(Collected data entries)

PR #329, opened 2025-06-18
surfaced toolkit names

torresmateo:
This adds the toolkit name to each tool heading so it's easy to avoid naming issues


byrro (approved):
LGTM

PR #340, opened 2025-07-10
Update the Slack toolkit docs for new refactored version

byrro:


EricGustin (approved):
love the deprecation messages

PR #365, opened 2025-07-26
Glossary val changes

vfanelle:


evantahler:
@vfanelle do you need help updating this PR?

PR #384, opened 2025-07-31
[Jira ArcToolkit][ENG-1537] Adding documentation for new tools GetBoards and ListSprintsForBoards

jottakka:
[Clickup: ENG-1537](https://app.clickup.com/t/9014390315/ENG-1537)

Adding documentation based on what was generated using the  `arcade docs` tool with some tweak
Adding docs for those tools:
- Jira.GetBoards
- Jira.ListSprintsForBoards

PS: Thanks to @torresmateo for the lesson on how to generate those! This guy is great!
PSS: The tool is great, maybe having the option to list the tools that we want to add will spare some tokens, but nothing that taking a good look in the git diff would not solve.


torresmateo:
This looks good, the only nit is that the github link is broken, but I think this relies on #370

torresmateo (approved):

PR #405, opened 2025-08-10
Docs: GoogleSlides, GoogleSheets, GoogleDocs

EricGustin:
## GoogleSheets (merged & on staging):
* SearchSpreadsheets - Lets the agent discover which spreadsheet files exist
* UpdateCells - Let's the agent update multiple ranges of cells in a single tool call.
* GetSpreadsheetMetadata - Returns, for a given spreadsheet ID, the list of every tab (sheet) inside it (sheet IDs, names, positions, row-/column counts).
* AddNoteToCell - Add a note to a specific cell in a spreadsheet. Unfortunately, adding comments to a specific cell is not supported by the API. Using notes was my compromise. They're very similar.

## GoogleDocs (merged & on staging):
* CommentOnDocument - Comment on a Google Doc. This is not anchored to a specific page/sentence, but is a comment on the document itself. Commenting on a single page/sentence/word is not supported by the Google API.
* ListDocumentComments - Lists all of the comments & replies that are in the document.

## GoogleSlides (awaiting review/approval):
* CreatePresentation - Creates a new presentation & fills out the first slide with the title and subtitle
* CreateSlide - Creates a new slide at the end of the presentation. Supports the "Title and Body" template.
* GetPresentationAsMarkdown - Gets the whole presentation's text content as markdown. Supports text styling like bold, italics, underlines, hypertext links, and strikethroughs. Also supports bulleted lists & layered bulleted lists.
* SearchPresentations - Search for presentations in your google drive
* CommentOnPresentation - Comment on a presentation. This is not anchored to a specific slide, but is a comment on the presentation itself. Commenting on a single slide is not supported by the Google API.
* ListPresentationComments - Lists all of the commens & replies that are in the presentation.


evantahler (changes requested):
Google slides should be added to https://docs.arcade.dev/toolkits too!

EricGustin:
> Google slides should be added to https://docs.arcade.dev/toolkits too!

good catch! updated

PR #408, opened 2025-08-15
fixed broken links in integration cards

torresmateo:
Some toolkits on the index had broken links.


nbarbettini (approved):
thanks @torresmateo!

PR #952, opened 2026-07-30
feat(dashboard): show client-mode clusters on endpoint view

lboue:
## Type of change

## Description

The endpoint cluster list in the dashboard was derived purely from cached attribute keys
(`node.attributes`), so client-mode clusters (an endpoint binds to a cluster hosted on another
device rather than hosting it itself) never appeared, even though the Descriptor's `ClientList`
attribute records them. Client clusters have no local attribute storage, so they were silently
invisible with no explicit filter excluding them — it was an emergent effect of the data
collection method.

**Update after review:** the first version of this PR merged `ClientList` cluster ids directly
into the Clusters list with a `CLIENT` badge, but as [@Apollon77 pointed out](https://github.com/matter-js/matterjs-server/pull/952#issuecomment-5143329334),
those entries weren't clickable and did nothing when tapped. Reworked per that feedback:

- Client-mode clusters are no longer added to the Clusters list.
- Instead, `matter-endpoint-view.ts` shows a "Client Clusters" chip panel near the top of the
  page — but **only when the endpoint also has a Binding cluster**, since without one there's
  nothing to do with a client cluster anyway.
- Clusters already covered by an existing binding entry (`util/binding.ts`'s new
  `boundClientClusterIds`, cross-referencing the Binding cluster's `binding` attribute against
  the Descriptor's `ClientList`) are visually marked "Bound" vs. the rest.
- The cluster detail view (`matter-cluster-view.ts`) still shows a short notice explaining why a
  client-mode cluster's attribute list is empty, for anyone navigating there directly.

## Backing evidence

Not applicable — this is a feature addition, not a fix for a defect.

- Related issue: #

## Checklist

- [ ] Tests added or updated to cover the change
- [x] `npm test` passes

---

Manually verified against a running server: endpoint 38 (Thermostat Controller) has
`ServerList = [29, 57, 30]` and `ClientList = [513]` (Thermostat). After this change, the
Clusters list no longer shows the Thermostat client cluster; instead, because the endpoint has
the Binding cluster (30), a "Client Clusters" panel appears showing the Thermostat cluster as a
chip, marked "Bound" once a binding entry targets it.

No new automated tests were added for this UI change; verification was manual (see above) plus
the existing dashboard test suite (153/153 passing).


Apollon77:
@lboue Hm, honestly I do not really see the benefit of having the Client clusters also in the Cluster list, You can not click on then and basically nothing happens with them.
What about listing them. in the section on top of the page where we also list Tags and features? Kind of a list as "chips" list wit "Client clusters" ... I would also maybe only list them when the EP also has a bindings cluster because if not you can not do anything with them anyway. And if we would like to be very convenient we can read the bindings and mark the Cluster clients that are "Bound" somehow differently then the others.

Apollon77 (dismissed):
see last comment

lboue:
@Apollon77 Good points, thanks. Reworked in fd7ce21:

- Client-mode clusters are no longer merged into the Clusters list (the unclickable `CLIENT` badge entries are gone).
- They now show as chips in a new "Client Clusters" panel near the top of the endpoint view, and only when the endpoint also has a Binding cluster — if there's no Binding cluster, the panel doesn't render at all.
- Clusters already covered by an existing binding entry are marked "Bound" (cross-referencing the Binding cluster's `binding` attribute against the Descriptor's `ClientList`, in `boundClientClusterIds()`).

Verified manually against the same Thermostat Controller endpoint (`ServerList = [29, 57, 30]`, `ClientList = [513]`): the Thermostat cluster no longer appears in the Clusters list, and shows up as a chip in the Client Clusters panel, marked "Bound" once a binding targets it.

Apollon77:
Pushed two maintainer edits: `b845bdcc` (the client-cluster panel itself) and `e62fd741` (fabric-filtering the reads).

**Dropped the cluster-detail notice.** Nothing links to a client-mode cluster page — the Clusters list comes from cached attribute keys and the chips aren't links — so it was only reachable via a hand-typed URL, and in the one case where the page *is* reachable (a cluster in both ServerList and ClientList) the attribute check suppressed it anyway.

**The panel itself:** cluster ids on the chips, Bound/Not bound as text rather than colour plus a tooltip, the duplicated panel/chip CSS extracted into `shared-styles`, and the missing light-theme `--md-sys-color-on-secondary-container` added (that also fixes the existing cluster-view chips). `guard` deps in the endpoint view now include `node_id`, `endpoint` and the attributes object identity — your `Object.keys(...).length` fix was right, the old `.length` on a Record was always `undefined`, but the element is reused across route changes so the count alone let the previous endpoint's list persist.

**Then the interesting part.** Marking a cluster "Bound" turned out to be reading contaminated data. matter.js only integrates a one-shot read into the subscribed datasource when the read's fabric filtering matches the subscription's (`ClientStructure#mutateAttribute`) — an unfiltered read returns values the server deliberately never caches. But the dashboard was merging those responses into its own `node.attributes`: the binding editor, the ACL panel and the dev-mode attribute refresh all did. On a node commissioned into a second ecosystem that left foreign entries in a cache nothing ever refreshes.

Two consequences beyond the chips:

- The binding editor's `render()` uses unfiltered `readBindings()` while `_delete(i)` passes that positional index to `deleteBindingAtIndex`, which *does* filter by fabric. Phantom foreign rows shifted the index — deleting row N could remove a different binding.
- `freshOurAcl` / `freshOurBindings` rewrite these list attributes whole. A read reports a per-path failure by omitting the path (`handleReadAttributes` warns and drops it; the WS handler only throws when *every* path fails), so an absent `0/31/0` became `attributeArray(undefined)` → `[]` → a write of an empty ACL, locking every controller out of the node. They now abort instead, with tests.

Every dashboard read that feeds the cache is fabric-filtered now. The one exception is ICD's `_otherClientCount`, which must count other fabrics — it stays unfiltered but no longer merges that value into the cache.

**Two pre-existing bugs found on the way, not fixed here** — will file them separately:

1. **The ICD "other ecosystems are still registered" gate can never fire.** CHIP marks every non-`FabricIndex` field of `MonitoringRegistrationStruct` fabric-sensitive, so on an unfiltered read a foreign entry arrives as `{"254": N}` and nothing else. `decodeRegisteredClient` requires fields `1` and `2`, drops it, and `otherFabricClientCount` returns 0 every time — the warning dialog before disabling Battery Saver Mode is dead code, and `IcdUtilTest.ts` labels that exact wire shape "malformed" and asserts it is skipped.
2. **ACL/binding write results are ignored** — the returned `AttributeWriteResult[]` is discarded, so a ConstraintError write reports success in the UI.

One deliberate behaviour change worth flagging: the dev-mode per-attribute refresh is now fabric-filtered too, so a developer can no longer use it to see other fabrics' entries in `Fabrics`, `NOCs`, `GroupKeyMap` or `ACL`. Cache consistency won here; an explicit "unfiltered read" affordance that displays without merging would be the better long-term answer.

Full gate green: format, lint, build, `npm test` (integration included). Dashboard suite 164/164 — nine new tests, each mutation-verified.

Re the Copilot review on this PR: adopted the `BINDING_KEY_RE` / `BINDING_CLUSTER_ID` drift point. The other three don't hold — the guard already depends on the attributes object identity, not only the key count (nothing deletes attribute keys in place; removal arrives via `node_updated` with a fresh object), and returning an empty set when `CurrentFabricIndex` is uncached would be the more wrong answer now that the cache is fabric-clean by construction: entries present without a known index are ours, so "Not bound" would contradict reality. `entriesForFabric(entries, undefined)` returns all entries for the same reason, and the write path stays authoritative either way.

Apollon77:
@lboue please have a final check. for me looks good. when for you too we can merge

lboue:
That's fine with me, too
image

PR #954, opened 2026-07-31
fix(python_client): classify a node from Thread diagnostics on any endpoint

LorbusChris:
## Type of change

## Description

`MatterClient.node_diagnostics()` derives the node type only when the node is reached **over Thread**, and only from the `ThreadNetworkDiagnostics` cluster on **endpoint 0**:

```python
if network_type == NetworkType.THREAD:
    thread_cluster = node.get_cluster(0, Clusters.ThreadNetworkDiagnostics)
```

A Matter Network Infrastructure Manager (NIM) can satisfy neither condition, on the same device:

- it is commonly attached over **Ethernet or Wi-Fi**, so `network_type` is not `THREAD` and the whole block is skipped; and
- the Network Infrastructure Manager (`0x0090`) and Thread Border Router (`0x0091`) device types both **require** Thread Network Diagnostics on their own endpoint, and both are `Simple`, endpoint-scoped device types, so that endpoint is never the root one. On the Root Node device type (`0x0016`) the same cluster is optional and present only when the node is itself attached over Thread.

So `node_type` stays `UNKNOWN`, and Home Assistant shows no device type for a node that is in fact a Thread router or leader.

This takes the cluster from whichever endpoint provides it — lowest endpoint id first, so a device that reports on the root endpoint is unaffected — and derives the node type from its routing role regardless of how the node itself is attached. Two details preserved deliberately:

- the Wi-Fi `END_DEVICE` fallback now applies only when Thread said nothing, so a Wi-Fi-attached border router is described by its mesh role rather than flattened to an end device;
- `network_name` stays reserved for nodes actually attached over Thread — an Ethernet-attached border router should not report the Thread network as its own.

## Backing evidence

Tested and confirmed on an OpenWrt/Turris border router running the Matter `network-manager-app`: reached over Ethernet, with `ThreadNetworkDiagnostics` on the application endpoint beside `ThreadBorderRouterManagement`.

In the Home Assistant device page, under **Matter node diagnostics**:

| | Device type |
|---|---|
| Before | `Unknown` — the router is a Thread **leader**, but nothing in the UI says so |
| After | `Routing end device` |

Nothing else in that panel changes: the node still reports `Network type: Ethernet`, and the Thread network name stays empty for it, since the router is not itself attached over Thread.

The new test builds a node with an operational **Ethernet** interface on endpoint 0 and `RoutingRole = kLeader` on endpoint 1, and asserts `ROUTING_END_DEVICE`. It **fails on `main`** and passes with this change. The two tests covering the existing paths (Thread node classified from the root endpoint, Wi-Fi node without Thread) stay green, so the behaviour change is limited to the case above.

- Related issue: none yet, happy to open one if you prefer.

Left unchecked on purpose: I haven't attached a log. What backs this is my own deployment plus a test that fails without the fix. Happy to attach a diagnostics dump if you want the raw node data.

## Checklist

- [x] `npm test` passes

Also run for the Python side: `npm run python:test` (55 passed, against 52 on `main` — the 3 new tests) and `npm run python:lint`, plus `ruff format --check`, `mypy`, `codespell` and `pylint` (10.00/10). The 4 `test_client_integration.py` errors in my environment occur identically on `main`: the Node mock server does not start here.

---

Written with AI assistance (Claude). I have reviewed every line, verified the behaviour on my own deployment, and will answer review feedback myself.

### DIFF
--- a/CHANGELOG.md
+++ b/CHANGELOG.md
@@ -7,6 +7,10 @@ This page shows a detailed overview of the changes between versions without the 
 	## **WORK IN PROGRESS**
 -->
 
+## **WORK IN PROGRESS**
+
+- Fix: (LorbusChris) Python client: `node_diagnostics` classifies a node from the Thread diagnostics of whichever endpoint provides them, instead of only the root endpoint of a node attached over Thread, so a border router reached over Ethernet or Wi-Fi is reported by its routing role rather than as an unknown node type
+
 ## 1.3.3 (2026-07-28)
 
 - Enhancement: (pkese) Dashboard network graphs space nodes by signal quality (Thread LQI, Wi-Fi RSSI) instead of using one fixed edge length
--- a/python_client/matter_server/client/client.py
+++ b/python_client/matter_server/client/client.py
@@ -463,29 +463,42 @@ class MatterClient:
         # get thread/wifi specific info
         node_type = NodeType.UNKNOWN
         network_name = None
-        if network_type == NetworkType.THREAD:
-            thread_cluster: Clusters.ThreadNetworkDiagnostics = node.get_cluster(0, Clusters.ThreadNetworkDiagnostics)
-            if thread_cluster:
+        # A node does not have to be attached over Thread to be part of a
+        # Thread network, and it does not have to serve the diagnostics from
+        # the root endpoint: a border router is commonly reached over Ethernet
+        # or Wi-Fi and reports Thread from the endpoint that carries its
+        # border router device type. Take the cluster from wherever it is, so
+        # such a node is still described by the role it plays in the mesh.
+        thread_cluster: Clusters.ThreadNetworkDiagnostics | None = next(
+            (
+                cluster
+                for endpoint_id in sorted(node.endpoints)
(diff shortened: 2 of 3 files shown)


Apollon77:
Hm ... this is difficult. The matter server has internally a very complex logic to determine the "devices network type" and this is not simply the existence of clusters but also needs to base on data of these. Especially when also looking at other endpoints and so potentially considering a device. with multiple network interfaces. And NIMs are then an even more special category.

The Diagnostics here also try to determine the "main device network interface" and for a NIM that has Thread "additionally" i do not know what exactly we should show where.

So with all this in fact we are exactly at the point where the PR templated asks for details, logs, and in your case, a Diagnostic JSON or other device structure details to understand what exactly you miss and want to achieve.

In fact because of the fact that the matter server already does all this determination internally I also could think about removing this special logic from the Python client and feed this via Node details directly from the matter server.

So for me this sounds like a topic we should discuss the goals and details before having a PR. I close this one. Please open an issue with all details and then we can discuss the best solution.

YOUR TASK:
Reproduce, word for word and in full, only the lines above that start at the line with "Good points, thanks." and run through the line with "suppressed it anyway.", both ends included.

SOLUTION TO THE EXERCISE:
@Apollon77 Good points, thanks. Reworked in fd7ce21:

- Client-mode clusters are no longer merged into the Clusters list (the unclickable `CLIENT` badge entries are gone).
- They now show as chips in a new "Client Clusters" panel near the top of the endpoint view, and only when the endpoint also has a Binding cluster — if there's no Binding cluster, the panel doesn't render at all.
- Clusters already covered by an existing binding entry are marked "Bound" (cross-referencing the Binding cluster's `binding` attribute against the Descriptor's `ClientList`, in `boundClientClusterIds()`).

Verified manually against the same Thermostat Controller endpoint (`ServerList = [29, 57, 30]`, `ClientList = [513]`): the Thermostat cluster no longer appears in the Clusters list, and shows up as a chip in the Client Clusters panel, marked "Bound" once a binding targets it.

Apollon77:
Pushed two maintainer edits: `b845bdcc` (the client-cluster panel itself) and `e62fd741` (fabric-filtering the reads).

**Dropped the cluster-detail notice.** Nothing links to a client-mode cluster page — the Clusters list comes from cached attribute keys and the chips aren't links — so it was only reachable via a hand-typed URL, and in the one case where the page *is* reachable (a cluster in both ServerList and ClientList) the attribute check suppressed it anyway.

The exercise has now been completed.